We listen to Bill the Radio Doctor every Sunday morning on 970 AM coming back from breakfast.  I love the guy!  Never heard his slant on the BBB though.  Maybe he has archives I can bring up.


----------



## Snoonyb (Mar 23, 2016)

In the past , customers have ask if they could refer me on social media sites, and my response was/is, not with your dying breath.


----------



## havasu (Mar 23, 2016)

I recently filed a complaint on Yelp about a mattress company. A few days later they company offered a 10% discount provided we remove or edit our Yelp complaint. We told them to make it 15% or the complaint was staying. We never heard another word from them so the complaint was left attached to their business.


----------



## Snoonyb (Mar 23, 2016)

Speedbump said:


> We listen to Bill the Radio Doctor every Sunday morning on 970 AM coming back from breakfast.  I love the guy!  Never heard his slant on the BBB though.  Maybe he has archives I can bring up.



May be a different pontificator, Handl is S.Cal., L.A.


----------



## slownsteady (Mar 23, 2016)

While reading this thread, this ad popped up.
Don't know if it's funny or sad


----------



## Speedbump (Mar 23, 2016)

> May be a different pontificator, Handl is S.Cal., L.A.


Ah... could be.  The one we listen to is Bill Handleman.  He calls himself the Radio Doctor.  He actually is a doctor but talks about everything.


----------



## Speedbump (Mar 23, 2016)

> While reading this thread, this ad popped up.
> Don't know if it's funny or sad
> This image has been resized. Click this bar to view the full image. The original image is sized 700x110.

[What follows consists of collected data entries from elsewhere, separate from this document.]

PR #343, opened 2021-01-28
init: label systemd units in /etc

0xC0ncord:
Units can be created and configured in `/etc/systemd/system`. This commit labels these files appropriately as `systemd_unit_t`.

### DIFF
--- a/config/file_contexts.subs_dist
+++ b/config/file_contexts.subs_dist
@@ -15,6 +15,7 @@
 /libx32 /usr/lib
 /sbin /usr/sbin
 /etc/init.d /etc/rc.d/init.d
+/etc/systemd/system /usr/lib/systemd/system
 /lib/systemd /usr/lib/systemd
 /run/lock /var/lock
 /usr/lib32 /usr/lib


doverride:
I would add a equivalency rule instead

/etc/systemd/system /usr/lib/systemd/system

https://git.defensec.nl/?p=dssp3.git;a=blob;f=config-mcs/file_contexts.subs_dist;h=6cf4bde54ca4badfd3bfd8d3f7cc18d96a2e2e7d;hb=HEAD#l3

pebenito:
I would like to go in a different way with this. I think we need a new type for units under /etc/systemd/system* and also a new one for under /run/systemd/system. Then systemd_unit_t would generally be ro, admins can write under /etc/systemd/system* and then have finer control for whatever can write in /run/systemd.

cgzones:
Fwiw: I am using a file context substitution of `/etc/systemd/system /usr/lib/systemd/system`, so edited unit files inherit the label of the standard file context definitions `/usr/lib/systemd/system/foo\.service`.

doverride:
> I would like to go in a different way with this. I think we need a new type for units under /etc/systemd/system* and also a new one for under /run/systemd/system. Then systemd_unit_t would generally be ro, admins can write under /etc/systemd/system* and then have finer control for whatever can write in /run/systemd.

That would get really messy. I agree that runtime users are different but /etc/systemd/system and /usr/lib/systemd/system (and /etc/systemd/user plus /usr/lib/systemd/user for that matter) should not be

0xC0ncord:
I forgot about runtime units actually. I'm going to update this with those included but I'm expecting more discussion to come of how exactly this should be done, given the differing viewpoints.

doverride:
> > I would like to go in a different way with this. I think we need a new type for units under /etc/systemd/system* and also a new one for under /run/systemd/system. Then systemd_unit_t would generally be ro, admins can write under /etc/systemd/system* and then have finer control for whatever can write in /run/systemd.
> 
> That would get really messy. I agree that runtime units are different but /etc/systemd/system and /usr/lib/systemd/system (and /etc/systemd/user plus /usr/lib/systemd/user for that matter) should not be

One has to consider that the unit in /etc takes precedence over the unit in /usr/lib. So if admin decides to override a given unit in /usr/lib by creating a unit with the same name in /etc then the access checks apply

so if theres a server that needs to be able to for example start /usr/lib/systemd/system/foo.service, then that service also potentially need to be able to start /etc/systemd/system/foo.service. By keeping the two the same you ensure consistency and that improves robustness

0xC0ncord:
> You added the rules in the wrong location. But that aside, the units in /run/system should be treated differently. They are special.

Ah I see now. My bad. Perhaps we can create the equivalency for `/etc/systemd/system -> /lib/systemd/system` and create a new type for runtime units in a different PR?

pebenito:
> One has to consider that the unit in /etc takes precedence over the unit in /usr/lib.

This is the exact reason that I'm suggesting it be a different label.

doverride:
> > One has to consider that the unit in /etc takes precedence over the unit in /usr/lib.
> 
> This is the exact reason that I'm suggesting it be a different label.

Okay I just wanted everyone to be aware of the potential pitfalls lurking

pebenito:
> > > One has to consider that the unit in /etc takes precedence over the unit in /usr/lib.
> > 
> > This is the exact reason that I'm suggesting it be a different label.
> 
> Okay I just wanted everyone to be aware of the potential pitfalls lurking

Agreed there are difficulties; I'm not blocking this PR over this idea. There's issues beyond what you may be thinking, e.g., there's also /etc/systemd/system.attached for [protable services](https://systemd.io/PORTABLE_SERVICES/).

doverride:
> > > > One has to consider that the unit in /etc takes precedence over the unit in /usr/lib.
> > > 
> > > 
> > > This is the exact reason that I'm suggesting it be a different label.
> > 
> > 
> > Okay I just wanted everyone to be aware of the potential pitfalls lurking
> 
> Agreed there are difficulties; I'm not blocking this PR over this idea. There's issues beyond what you may be thinking, e.g., there's also /etc/systemd/system.attached for [portable services](https://systemd.io/PORTABLE_SERVICES/).

For sure. I actually use portable services. I have two: my bully eggdrop bot is a portable service and my opendkim service is a portable service.

```
[root@agnus kcinimod]# portablectl
NAME       TYPE      RO CRTIME                       MTIME                        USAGE  STATE
eggdrop    raw       no Tue 2020-05-12 11:44:56 CEST Tue 2020-05-12 12:31:59 CEST 494.1M running
lost+found directory no n/a                          n/a                          n/a    detached
opendkim   raw       no Tue 2020-04-14 11:43:18 CEST Thu 2021-01-28 12:33:59 CET  567.3M running
```

There is also system.control.

However in my vision it should work (but we could use a patch to systemctl to make it a bit more robust)

doverride:
But to touch a bit on that how that systemd-portable scenario fits into all of this:

In theory any service can be portable and ideally that should just work out of the box without any changes required to the policy.

This is why i also have a "/etc/systemd/system.attached /usr/lib/systemd/system" equivalence rule. In theory this works however in practice systemd-portabled is missing some setfscreate calls (so that it creates the units in /etc/systemd/system.attached with the proper unit labels.

Same with systemctl edit [--full] by the way. Ideally that command should use setfscreate so that it creates the unit in /etc/systemd/system with the appropriate label.

pebenito (approved):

These guys are real crooks.  We worked for them for a very short time.  They called us, so apparently they have trouble finding people to work for them.


----------



## Chris (Mar 23, 2016)

Snoonyb said:


> You want a 1st hand synopsis of the bbb, "pay-for-play" business model,
> AM 640, ask Bill Handl.



I listen to AM 640 everyday.


----------



## nealtw (Mar 23, 2016)

Chris said:


> I listen to AM 640 everyday.



What a surprise.


----------



## oldognewtrick (Mar 23, 2016)

nealtw said:


> What a surprise.



So who do you listen to?


----------



## nealtw (Mar 23, 2016)

oldognewtrick said:


> So who do you listen to?



Like Trump, I listen to me:rofl: Fox in the morning


----------



## oldognewtrick (Mar 23, 2016)

nealtw said:


> Like Trump, I listen to me:rofl: Fox in the morning



SOooo, we need to call you _The Donald_ now?


----------



## nealtw (Mar 23, 2016)

oldognewtrick said:


> SOooo, we need to call you _The Donald_ now?



I have been called worse things.:


----------



## Chris (Mar 23, 2016)

nealtw said:


> What a surprise.



Some days I listen to actual music. I Am always on the go and the same four songs get old quick.


----------



## nealtw (Mar 23, 2016)

I don't know what you get on that station, I was just teasing.


----------



## Snoonyb (Mar 23, 2016)

nealtw said:


> I don't know what you get on that station, I was just teasing.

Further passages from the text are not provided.